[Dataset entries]
━━━

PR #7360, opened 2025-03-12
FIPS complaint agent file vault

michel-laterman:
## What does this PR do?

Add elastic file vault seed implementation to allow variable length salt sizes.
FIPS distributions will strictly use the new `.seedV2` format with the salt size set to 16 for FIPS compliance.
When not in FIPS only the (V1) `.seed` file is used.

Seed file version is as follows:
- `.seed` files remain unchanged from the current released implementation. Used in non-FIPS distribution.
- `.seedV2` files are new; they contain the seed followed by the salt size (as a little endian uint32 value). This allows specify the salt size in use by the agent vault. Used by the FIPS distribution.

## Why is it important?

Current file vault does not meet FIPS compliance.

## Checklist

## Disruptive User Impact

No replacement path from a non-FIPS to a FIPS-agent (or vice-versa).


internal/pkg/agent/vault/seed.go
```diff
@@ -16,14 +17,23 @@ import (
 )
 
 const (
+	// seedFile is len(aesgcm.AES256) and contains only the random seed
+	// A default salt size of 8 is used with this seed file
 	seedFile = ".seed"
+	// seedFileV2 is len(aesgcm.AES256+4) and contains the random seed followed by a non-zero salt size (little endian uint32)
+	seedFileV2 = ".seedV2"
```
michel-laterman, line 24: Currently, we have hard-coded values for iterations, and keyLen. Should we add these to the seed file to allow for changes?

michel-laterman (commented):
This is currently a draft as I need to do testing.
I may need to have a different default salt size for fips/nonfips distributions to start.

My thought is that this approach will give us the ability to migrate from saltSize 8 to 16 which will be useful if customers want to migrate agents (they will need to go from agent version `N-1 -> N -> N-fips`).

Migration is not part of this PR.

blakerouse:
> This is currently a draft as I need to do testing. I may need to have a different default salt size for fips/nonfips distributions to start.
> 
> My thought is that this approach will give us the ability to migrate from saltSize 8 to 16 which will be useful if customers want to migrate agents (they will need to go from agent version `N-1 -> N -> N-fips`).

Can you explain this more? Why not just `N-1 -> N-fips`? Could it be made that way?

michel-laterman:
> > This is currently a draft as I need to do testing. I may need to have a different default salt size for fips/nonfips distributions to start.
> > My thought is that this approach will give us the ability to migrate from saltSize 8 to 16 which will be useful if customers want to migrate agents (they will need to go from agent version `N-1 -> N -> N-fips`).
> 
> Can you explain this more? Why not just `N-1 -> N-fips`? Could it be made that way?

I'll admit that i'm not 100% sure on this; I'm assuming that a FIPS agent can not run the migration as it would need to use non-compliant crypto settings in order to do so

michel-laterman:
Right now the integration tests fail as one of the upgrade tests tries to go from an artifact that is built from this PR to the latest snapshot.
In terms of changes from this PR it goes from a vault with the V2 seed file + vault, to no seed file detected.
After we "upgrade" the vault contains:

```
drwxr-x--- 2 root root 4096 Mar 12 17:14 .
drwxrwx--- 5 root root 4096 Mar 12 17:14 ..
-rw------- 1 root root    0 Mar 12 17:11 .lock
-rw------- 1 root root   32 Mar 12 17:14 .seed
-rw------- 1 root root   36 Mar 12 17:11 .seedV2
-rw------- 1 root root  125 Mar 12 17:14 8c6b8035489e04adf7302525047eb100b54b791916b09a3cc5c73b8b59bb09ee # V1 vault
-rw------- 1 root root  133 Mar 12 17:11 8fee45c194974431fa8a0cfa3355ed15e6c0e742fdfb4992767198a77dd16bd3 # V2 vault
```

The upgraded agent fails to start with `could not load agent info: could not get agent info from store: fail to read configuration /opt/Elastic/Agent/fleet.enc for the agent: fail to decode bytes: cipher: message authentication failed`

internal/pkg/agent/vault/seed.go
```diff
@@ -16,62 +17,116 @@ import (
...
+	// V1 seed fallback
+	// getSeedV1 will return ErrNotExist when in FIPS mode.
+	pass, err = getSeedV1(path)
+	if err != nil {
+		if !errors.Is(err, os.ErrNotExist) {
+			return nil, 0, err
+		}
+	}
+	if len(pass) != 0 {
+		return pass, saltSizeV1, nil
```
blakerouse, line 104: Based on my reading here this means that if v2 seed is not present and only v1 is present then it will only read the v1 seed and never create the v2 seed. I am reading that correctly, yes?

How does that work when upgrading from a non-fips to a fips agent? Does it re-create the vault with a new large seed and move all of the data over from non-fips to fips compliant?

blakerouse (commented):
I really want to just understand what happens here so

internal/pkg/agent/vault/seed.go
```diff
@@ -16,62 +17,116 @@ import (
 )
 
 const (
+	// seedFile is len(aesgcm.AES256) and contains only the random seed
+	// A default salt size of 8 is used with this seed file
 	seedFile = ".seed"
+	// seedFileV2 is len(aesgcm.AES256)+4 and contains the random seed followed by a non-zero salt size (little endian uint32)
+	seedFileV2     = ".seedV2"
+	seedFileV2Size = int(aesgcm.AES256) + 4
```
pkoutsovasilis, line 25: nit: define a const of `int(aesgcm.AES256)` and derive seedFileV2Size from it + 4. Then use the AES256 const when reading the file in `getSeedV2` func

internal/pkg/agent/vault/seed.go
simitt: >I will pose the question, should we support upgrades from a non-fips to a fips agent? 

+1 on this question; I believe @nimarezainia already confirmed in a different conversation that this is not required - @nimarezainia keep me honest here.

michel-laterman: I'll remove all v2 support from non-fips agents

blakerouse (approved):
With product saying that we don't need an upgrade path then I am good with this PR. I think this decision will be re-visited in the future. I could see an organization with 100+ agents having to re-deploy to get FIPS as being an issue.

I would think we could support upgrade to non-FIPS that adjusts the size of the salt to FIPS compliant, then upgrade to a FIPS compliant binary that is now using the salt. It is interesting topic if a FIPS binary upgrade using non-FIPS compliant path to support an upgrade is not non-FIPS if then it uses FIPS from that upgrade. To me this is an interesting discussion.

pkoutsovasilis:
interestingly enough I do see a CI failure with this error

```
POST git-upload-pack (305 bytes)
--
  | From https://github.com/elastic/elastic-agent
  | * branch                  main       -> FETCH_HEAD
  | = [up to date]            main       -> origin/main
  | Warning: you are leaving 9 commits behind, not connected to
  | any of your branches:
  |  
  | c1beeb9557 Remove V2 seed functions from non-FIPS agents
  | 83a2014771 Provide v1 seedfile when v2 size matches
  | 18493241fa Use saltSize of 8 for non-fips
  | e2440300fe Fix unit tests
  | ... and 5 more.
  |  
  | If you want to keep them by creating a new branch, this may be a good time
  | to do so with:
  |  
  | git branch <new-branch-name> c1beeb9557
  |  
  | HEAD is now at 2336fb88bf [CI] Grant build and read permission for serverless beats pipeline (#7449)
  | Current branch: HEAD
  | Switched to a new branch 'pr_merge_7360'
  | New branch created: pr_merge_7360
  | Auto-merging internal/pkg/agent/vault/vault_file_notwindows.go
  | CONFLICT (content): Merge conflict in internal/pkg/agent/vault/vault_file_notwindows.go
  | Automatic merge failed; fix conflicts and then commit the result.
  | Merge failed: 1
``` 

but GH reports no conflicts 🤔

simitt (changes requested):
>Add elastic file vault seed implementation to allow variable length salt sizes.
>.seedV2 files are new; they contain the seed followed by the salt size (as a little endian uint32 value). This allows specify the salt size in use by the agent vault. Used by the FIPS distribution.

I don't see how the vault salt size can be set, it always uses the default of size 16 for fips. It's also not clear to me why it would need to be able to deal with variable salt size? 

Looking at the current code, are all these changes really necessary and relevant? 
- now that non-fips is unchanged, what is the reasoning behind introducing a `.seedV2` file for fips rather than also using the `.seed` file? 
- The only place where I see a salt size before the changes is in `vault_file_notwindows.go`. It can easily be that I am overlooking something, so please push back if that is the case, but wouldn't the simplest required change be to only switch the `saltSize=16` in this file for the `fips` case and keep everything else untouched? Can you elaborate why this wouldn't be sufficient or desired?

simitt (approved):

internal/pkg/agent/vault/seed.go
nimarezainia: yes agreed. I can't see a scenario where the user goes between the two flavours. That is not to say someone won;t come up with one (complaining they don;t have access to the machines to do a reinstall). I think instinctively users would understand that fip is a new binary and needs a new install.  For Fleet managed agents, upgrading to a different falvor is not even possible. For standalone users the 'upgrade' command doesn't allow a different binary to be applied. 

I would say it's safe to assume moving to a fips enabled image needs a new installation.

━━━

**Your task:**
From the entries above, pull out each line that includes "commented".

**Exercise solution:**
michel-laterman (commented):
blakerouse (commented):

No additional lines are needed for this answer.